Note also that the "square of the cosine" is also "one minus the square of the sine". A maximum square cosine value is also a minimum square sine value... Now you know which kind of "vector product" to use: the fastest and simplest to compute is the scalar product, whose square is proportional to the square sine of the two vectors and to the product of square lengths of both vectors.
So checking if the curve is "flat enough" is simple: compute a ratio between two scalar products and see if this ratio is below the "flatness" constant value (of the minimum square sine). There's no division by zero because you'll determine which of the two vectors is the longest, and if this one has a square length below 1/4, your curve is already flat enough for the rendering resolution; otherwise check this ratio between the longest and the shortest vector (formed by the crossing diagonals of the convex hull containing the end points and control points):
with quadratic beziers, the convex hull is a triangle and you choose two pairs
with cubic beziers, the convex hull is a 4-sides convex polygon and the diagonals may either join an end point with one of the two control points, or join together the two end-points and the two control points and you have six possibilities
Use the combination giving the maximum length for the first vector between the 1st end-point and one of the three other points, the second vector joining two other points):
Al you need is to determine the "minimum square length" of the segments starting with one end-point or control-point to the next control-point or end-point in the sequence. (in a quadratic Bezier you just compare two segments, with a quadratic Bezier, you check 3 segments)
If this "minimum square length" is below 1/4 you can stop there, the curve is "flat enough".
Then determine the "maximum square length" of the segments starting with one end-point to any one of the other end-point or control-point (with a quadratic Bezier you can safely use the same 2 segments as above, with a cubic Bezier you discard one of the 3 segments used above joining the 2 control-points, but you add the segment joining the two end-nodes).
Then check that the "minimum square length" is lower than the product of the constant "flatness" (minimum square sine) times the "maximum square length" (if so the curve is "flat enough".
In both cases, when your curve is "flat enough", you just need to draw the segment joining the two end-points. Otherwise you split the spline recursively.

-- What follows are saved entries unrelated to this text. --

PR #95, opened 2025-07-11
feat: support gemini models for generation

joshsny:
This introduces support for selecting different models for different tasks in the wizard, following [this](https://github.com/PostHog/posthog/pull/34859) PR for the posthog application.

### DIFF
--- a/src/utils/query.ts
+++ b/src/utils/query.ts
@@ -6,7 +6,7 @@ import { getCloudUrlFromRegion } from './urls';
 
 export const query = async <S>({
   message,
-  model = 'gemini-2.5-flash',
+  model = 'o4-mini',
   region,
   schema,
   wizardHash,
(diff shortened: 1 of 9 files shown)


src/utils/query.ts
```diff
@@ -1,16 +1,18 @@
...
 
 export const query = async <S>({
   message,
+  model = 'o4-mini',
   region,
   schema,
   wizardHash,
 }: {
   message: string;
+  model?: AIModel;
```
jonathanlab, line 15: Wondering if it'd be nice to allow users to manually set their model using a flag? Some might have very strong preferences regarding sending their data through Google/OpenAI

JonathanLab (approved):
🚢

src/utils/query.ts
joshsny: This'd be a nice one for the future if we get any requests for it, for now I think we should leave it as we might choose to use different models for different things

PR #1398, opened 2015-01-30
MULE-8278 HTTP Listener does not handle "Expect: 100-Continue" (RFC 2616...

dfeist:
...) header correctly

### DIFF
--- a/modules/http/src/main/java/org/mule/module/http/internal/listener/grizzly/GrizzlyRequestDispatcherFilter.java
+++ b/modules/http/src/main/java/org/mule/module/http/internal/listener/grizzly/GrizzlyRequestDispatcherFilter.java
@@ -8,8 +8,6 @@ package org.mule.module.http.internal.listener.grizzly;
 
 import static org.mule.module.http.api.HttpConstants.Protocols.HTTP;
 import static org.mule.module.http.api.HttpConstants.Protocols.HTTPS;
-
-import org.mule.module.http.api.HttpConstants;
 import org.mule.module.http.internal.domain.InputStreamHttpEntity;
 import org.mule.module.http.internal.domain.request.HttpRequestContext;
 import org.mule.module.http.internal.domain.response.HttpResponse;
@@ -26,6 +24,9 @@ import org.glassfish.grizzly.filterchain.FilterChainContext;
 import org.glassfish.grizzly.filterchain.NextAction;
 import org.glassfish.grizzly.http.HttpContent;
 import org.glassfish.grizzly.http.HttpRequestPacket;
+import org.glassfish.grizzly.http.HttpResponsePacket;
+import org.glassfish.grizzly.http.util.Header;
+import org.glassfish.grizzly.http.util.HttpStatus;
 
 /**
  * Grizzly filter that dispatches the request to the right request handler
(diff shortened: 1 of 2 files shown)


modules/http/src/main/java/org/mule/module/http/internal/listener/grizzly/GrizzlyRequestDispatcherFilter.java
```diff
@@ -49,6 +50,26 @@ public NextAction handleRead(final FilterChainContext ctx) throws IOException
         final HttpContent httpContent = ctx.getMessage();
         final HttpRequestPacket request = (HttpRequestPacket) httpContent.getHttpHeader();
 
+        // Handle Expect Continue
+        if (request.requiresAcknowledgement())
+        {
+            final HttpResponsePacket.Builder responsePacketBuilder = HttpResponsePacket.builder(request);
+            if ("100-continue".equalsIgnoreCase(request.getHeader(Header.Expect)))
```
andresgregoire: Use constant defined in HttpHeaders.Values for the value of the header. Maybe we should also use the Expect header name defined in HttpHeaders.Names? Use static imports.

modules/http/src/test/java/org/mule/module/http/functional/listener/HttpListenerExceptContinueTestCase.java
```diff
@@ -0,0 +1,60 @@
...
+import org.junit.Rule;
+import org.junit.Test;
+
+public class HttpListenerExceptContinueTestCase extends FunctionalTestCase
+{
+
+    @Rule
+    public DynamicPort listenPort = new DynamicPort("port");
+    private String flowReceivedMessage;
+    private String expectHeader;
```
andresgregoire: These two instance variables are not used

modules/http/src/test/java/org/mule/module/http/functional/listener/HttpListenerExceptContinueTestCase.java
```diff
@@ -0,0 +1,60 @@
...
+            @Override
+            public void eventReceived(MuleEventContext context, Object component) throws Exception
+            {
+                assertThat(context.getMessageAsString(), is(TEST_MESSAGE));
+            }
+        });
+
+        final HttpRequestOptions requestOptions = newOptions().method(POST.name()).build();
+        MuleMessage message = new DefaultMuleMessage(new ByteArrayInputStream(TEST_MESSAGE.getBytes()), muleContext);
+        message.setOutboundProperty(Header.Expect.name(), "100-Continue");
```
andresgregoire: The Header class is not imported in this test. Use constant from HttpConstants.Values for the value (and again, maybe use constant from HttpConstants.Names instead of the constant from Grizzly).

modules/http/src/test/java/org/mule/module/http/functional/listener/HttpListenerExceptContinueTestCase.java
```diff
@@ -0,0 +1,60 @@
...
+import org.mule.tck.functional.EventCallback;
+import org.mule.tck.junit4.FunctionalTestCase;
+import org.mule.tck.junit4.rule.DynamicPort;
+
+import java.io.ByteArrayInputStream;
+
+import org.junit.Rule;
+import org.junit.Test;
+
+public class HttpListenerExceptContinueTestCase extends FunctionalTestCase
```
andresgregoire: Typo in class name Except -> Expect

PR #1408, opened 2015-02-03
MULE-8290 - adding logic to read http listener request path property

pablolagreca:


transports/http/src/main/java/org/mule/transport/http/components/StaticResourceMessageProcessor.java
```diff
@@ -61,7 +62,24 @@ public MuleEvent process(MuleEvent event) throws MuleException
         }
 
         String path = event.getMessage().getInboundProperty(HttpConnector.HTTP_REQUEST_PATH_PROPERTY);
-        String contextPath = event.getMessage().getInboundProperty(HttpConnector.HTTP_CONTEXT_PATH_PROPERTY);
+        String contextPath = event.getMessage().getInboundProperty(org.mule.module.http.api.HttpConstants.RequestProperties.HTTP_LISTENER_PATH);
```
dfeist: Is http transprot still supported? We should continue to support it until it's removed but I'm unsure if this change does this.

pablolagreca: Yes Dan, we do. Now I check first for the http listener property, and if it doesn't exists I use the property from the old transport.

There's a test case for the transport functionality validating that it continues to work as before.

PR #1412, opened 2015-02-05
MULE-8296: Undeployment does NOT release pooled database connections

pablokraan:


modules/db/src/main/java/org/mule/module/db/internal/domain/database/GenericDbConfig.java
```diff
@@ -46,9 +48,11 @@
  * Defines a database configuration that is not customized for any particular
  * database vendor
  */
-public class GenericDbConfig implements DbConfig, Initialisable
+public class GenericDbConfig implements DbConfig, Initialisable, Disposable
 {
 
+    protected static Log logger = LogFactory.getLog(GenericDbConfig.class);
```
marianogonzalez: use slf4j

modules/db/src/test/java/org/mule/module/db/internal/config/domain/database/DbConfigFactoryBeanTestCase.java
```diff
@@ -0,0 +1,48 @@
...
+import org.junit.Test;
+
+@SmallTest
+public class DbConfigFactoryBeanTestCase extends AbstractMuleTestCase
+{
+
+    @Test
+    public void disposesDbConfig() throws Exception
+    {
+        final GenericDbConfig dbConfig = spy(new GenericDbConfig(null, "test", null));
```
marianogonzalez: why a spy? if all you are verifying is that dbConfig.dispose() is being invoked, you could use a simple mock

PR #1416, opened 2015-02-06
MULE-8292: HTTP Listener doesn't validate clients

andresgregoire:


modules/http/src/main/java/org/mule/module/http/internal/listener/grizzly/GrizzlyServerManager.java
```diff
@@ -227,7 +225,8 @@ private SSLFilter createSslFilter(final TlsContextFactory tlsContextFactory)
     {
         try
         {
-            final SSLEngineConfigurator serverConfig = new SSLEngineConfigurator(tlsContextFactory.createSslContext(), false, false, false);
+            boolean clientAuth = tlsContextFactory.isTrustStoreConfigured();
+            final SSLEngineConfigurator serverConfig = new SSLEngineConfigurator(tlsContextFactory.createSslContext(), false, clientAuth, false);
```
andresgregoire: We need to define if we keep wantClientAuth=false (the last argument of the SSLEngineConstructor), or we use clientAuth.

PR #1420, opened 2015-02-09
MULE-8304: It is not possible to define more than one keystore/truststore

andresgregoire:


modules/http/src/test/java/org/mule/module/http/functional/requester/AbstractHttpRequestTestCase.java
```diff
@@ -98,7 +98,7 @@ private void enableHttpsServer(Server server)
 
         try
         {
-            sslContextFactory.setKeyStorePath(getKeyStorePath());
+            sslContextFactory.setKeyStorePath(FileUtils.getResourcePath("serverKeystore", getClass()));
```
dfeist: static?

You may include a limit to the recursion, but in practice it will never be reached unless the convex hull of the curve covers a very large area in a very large draw area; even with 32 levels of recusions, it will never explode in a rectangular draw area whose diagonal is shorter than 2^32 pixels (the limit would be reached only if you are splitting a "virtual Bezier" in a virtually infinite space with floating-point coordinates but you don't intend to draw it directly, because you won't have the 1/2 pixel limitation in such space, and only if you have set an extreme value for the "flatness" such that your "minimum square sine" constant parameter is 1/2^32 or lower).